The crew flew around 200 miles out into the Atlantic to pick up the man from the frigate HMCS Montreal and take him to hospital in Sligo, Ireland.

The 50-year-old sailor's fingers would have been amputated if he had not received the emergency treatment.

The helicopter had to land on the ship in sea mist on Wednesday at 1736 BST.

The helicopter crew of four took off from RAF Valley at 1120 BST after it had been stripped of surplus equipment to maximise its range.

Radar

After refuelling at Blacksod airfield in Ireland, the helicopter flew on to meet with the Montreal 220 miles out in the Atlantic ocean.

As the aircraft neared the rendezvous point in deteriorating weather and sea mist at low level, the Sea King's radar picked up just one ping from the vessel.

"I managed to get one ping out of the radar but luckily it was the one ping we needed," said Flt Sgt Nick Swannick on his return to RAF Valley.

The Sea King landed on the rear deck of the ship and with rotors running and brought the casualty and his escort safely aboard.

After a two hour flight to Sligo airport, the casualty was taken by ambulance to hospital for emergency surgery.


----------



## Occam (1 Oct 2009)

_Give me a ping, Vasili. One ping only, please._    ;D

Did anyone bother to tell the Brits that our ships have TACAN?  Would've saved their sensor operator a lot of work....


----------



## FDO (1 Oct 2009)

Zoomies work,  :rofl:


----------



## armyvern (1 Oct 2009)

Just curious, where was the Sea King owned by Canada at? Isn't there one normally aboard the HMCS Montreal?   ???


----------



## The Bread Guy (1 Oct 2009)

Here's hoping for a speedy recovery to the sailor involved, and (technical wizardy notwithstanding) well done to the Sea King team.


----------



## jollyjacktar (2 Oct 2009)

ArmyVern said:
			
		

> Just curious, where was the Sea King owned by Canada at? Isn't there one normally aboard the HMCS Montreal?   ???

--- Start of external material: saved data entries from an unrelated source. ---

Issue #2796, opened 2018-07-25
Monitoring: No more need to send all data points to a device


janagombitova:
# Context 

One of our goals is to ensure users can continuously monitor their data points on large scale. 

## Current monitoring in Flow

In Flow you can define a registration form and its connected monitoring forms in one survey. 

The registration form defines the object of your data collection. If you are interested in learning about the status of a water point in communities in your country, your registration form will hold the basic information about a water point - the information that defines it, that does not change (location, ID, photo, type). If you are interested in learning about the quality of education in schools in your programme, your data point will be a school and in the registration form you will ask questions as location, photo, when was it built, by who, etc. It you are interested in learning about farmers in your programme, then your data point will be a farmer and you will ask him questions in the registration form as her name, date of birth, photo, etc. 

The monitoring forms (one or many) will hold questions that you want to ask your subject of your data collection repetitively over the course of time to see change. In our case of water points one monitoring form can hold questions about the water quality, another monitoring form about the overall status of the water point as if it is functioning, clean, how many people are there, etc, all depending on what you want to analyse. In the school case your monitoring form can be an internal inspection form, another form can be about the satisfaction of the pupils, etc. In the farmer case a monitoring form can hold questions about his crops and yield, where another form on his nutrition. 

When in the field you first submit the registration form, this creates your data point. Now you can submit the monitoring form to that data point. Your first monitoring form submission will create your baseline and the following submissions will help you see change over time. The next time you come back to your data point, you will select the data point from the list of points on your device and submit another monitoring form submission. 

## Current issue
If you are monitoring all water points in a region or country wide we are imagining thousands of data points to monitor. Currently in Flow once a registration form is submitted and a data point created any enumerator who is assigned the survey, can download the created data points to his device. This makes it possible that if Al registered point A, Isha can download also his point A and monitor it, not having the data points only available to Al. 

But if there are thousand points registered, this means once Al and Isha hit download on their Flow app **all thousand points will start downloading to their devices**. 
- takes a lot of time, bandwidth and storage on the device to download all data points (tested to download 6k data points on Amsterdam internet, took me over 3 hours with multiple retries) 
- in areas with low connectivity is it impossible 
- Al does not need to have all the data points as he is responsible to monitor only a certain group of them
- having so many data points, finding the one to monitor becomes painful for Al and Isha and possibly resulting in them selecting the wrong data point causing the submission to link to the wrong previous data creating an analysis headache and risk 
[...]

PR #3103, opened 2019-05-21
Re-implement assignment list using react (connect #2796)

kymni:
Assignment list based on ember
#### The solution
Re-implement using react as a step towards the entire assignment redisign
## Checklist
* [ ] Connect the issue
* [ ] Test plan
* [ ] Copyright header
* [ ] Code formatting
* [ ] Documentation


Dashboard/app/js/lib/components/devices/AssignmentsList.jsx
```diff
@@ -0,0 +1,110 @@
...
+        className="btnOutline"
+        onClick={() => onEdit('new')}
+        onKeyDown={() => onEdit('new')}
+        style={{ float: 'right' }}
+      >
+        {Ember.String.loc('_create_new_assignment')}
+      </a>
+    </div>
+    <div
+      id="devicesListTable_length"
```
finnfiddle: generally id's are not needed in react. You can remove this if youre not using the id elsewhere in the codebase

Dashboard/app/js/lib/components/devices/AssignmentsList.jsx
```diff
@@ -0,0 +1,110 @@
...
+  onDelete,
+  onSort,
+}) => (
+  <div>
+    <div className="deviceControls">
+      <a
+        className="btnOutline"
+        onClick={() => onEdit('new')}
+        onKeyDown={() => onEdit('new')}
+        style={{ float: 'right' }}
```
finnfiddle: this is fine to be here but better to be in the css

Dashboard/app/js/lib/components/devices/AssignmentsList.jsx
```diff
@@ -0,0 +1,110 @@
...
+    {!assignments.get('length') && (
+      <div style={{ marginTop: '40px' }}>No assignments</div>
+    )}
+    {assignments.get('length') > 0 && (
+      <table className="dataTable">
+        {/* TABLE HEADER */}
+        <thead>
+          <tr>
+            <th
+              className={FLOW.tableColumnControl.get('selected') == 'name' ? (FLOW.tableColumnControl.get('sortAscending') ? 'sorting_asc' : 'sorting_desc') : ''}
```
finnfiddle: nested ternary is generally bad practice because its difficult to read but its not a biggie

Dashboard/app/js/lib/components/devices/AssignmentsList.jsx
```diff
@@ -0,0 +1,110 @@
...
+            >
+              <a
+                onClick={() => onSort('name')}
+                onKeyDown={() => onSort('name')}
+              >
+                {Ember.String.loc('_name')}
```
finnfiddle: NB: try to remove all references to Ember from inside these react components because that way we can decouple the components from ember and they can be reused elsewhere - for example in Lumen which is not an Ember app.
Pass the end value to be rendered it as a prop instead

Dashboard/app/js/lib/components/devices/AssignmentsList.jsx
```diff
@@ -0,0 +1,110 @@
...
+              </a>
+            </th>
+          </tr>
+        </thead>
+        {/* TABLE BODY: MAIN CONTENT */}
+        <tbody>
+          {assignments.map(assignment => (
+            <tr key={assignment.get('keyId')}>
+              <td className="name">{assignment.get('name')}</td>
+              <td>{FLOW.date3(assignment.get('startDate'))}</td>
```
finnfiddle: NB: same as Ember - also try remove all references to FLOW from inside these react components. We want them to be totally decoupled.

Dashboard/app/js/lib/components/devices/AssignmentsList.jsx
```diff
@@ -0,0 +1,110 @@
...
+                {Ember.String.loc('_action')}
+              </a>
+            </th>
+          </tr>
+        </thead>
+        {/* TABLE BODY: MAIN CONTENT */}
+        <tbody>
+          {assignments.map(assignment => (
+            <tr key={assignment.get('keyId')}>
+              <td className="name">{assignment.get('name')}</td>
```
finnfiddle: I know this is probably annoying but is it not possible for assignments to be an array of plain objects so we can avoid having to say `assignment.get('name')` and instead say `assignment.name`? This is because it is a more standard format of data/props and we can more easily use this component later elsewhere

Dashboard/app/js/lib/views/devices/assignments-list-view.jsx
```diff
@@ -1,17 +1,113 @@
...
+    this._super();
+    this.assignmentsList = this.assignmentsList.bind(this);
+    this.assignmentEdit = this.assignmentEdit.bind(this);
+    this.assignmentDeleteConfirm = this.assignmentDeleteConfirm.bind(this);
+    this.assignmentSort = this.assignmentSort.bind(this);
+  },
+
   didInsertElement(...args) {
     this._super(...args);
+    const self = this;
```
finnfiddle: with arrow functions you dont need to do this anymore - see here https://developer.mozilla.org/en-US/docs/Web/JavaScript/Reference/Functions/Arrow_functions#No_separate_this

Not every ship has the means to carry a Sea King with Air Det anymore.  On the Tanker they got rid of the whole shebang several years ago.  IIRC, the Montreal was reconfigured to carry a Command element which necessatated the removal of the Air Det and Bird as well.  And the AF is experiencing shortages in both birds and personnel as well which cuts down on availiblilty.  And lastly, sadly, it is too common for the bird to be sick when carried and we have to rely on others to carry the ball.  These things are down more than up and their replacement should have happened in the 90's with the Merlin.  F'n Liberals.......


----------



## armyvern (2 Oct 2009)

jollyjacktar said:
			
		

> Not every ship has the means to carry a Sea King with Air Det anymore.  On the Tanker they got rid of the whole shebang several years ago.  IIRC, the Montreal was reconfigured to carry a Command element which necessatated the removal of the Air Det and Bird as well.  And the AF is experiencing shortages in both birds and personnel as well which cuts down on availiblilty.  And lastly, sadly, it is too common for the bird to be sick when carried and we have to rely on others to carry the ball.  These things are down more than up and their replacement should have happened in the 90's with the Merlin.  F'n Liberals.......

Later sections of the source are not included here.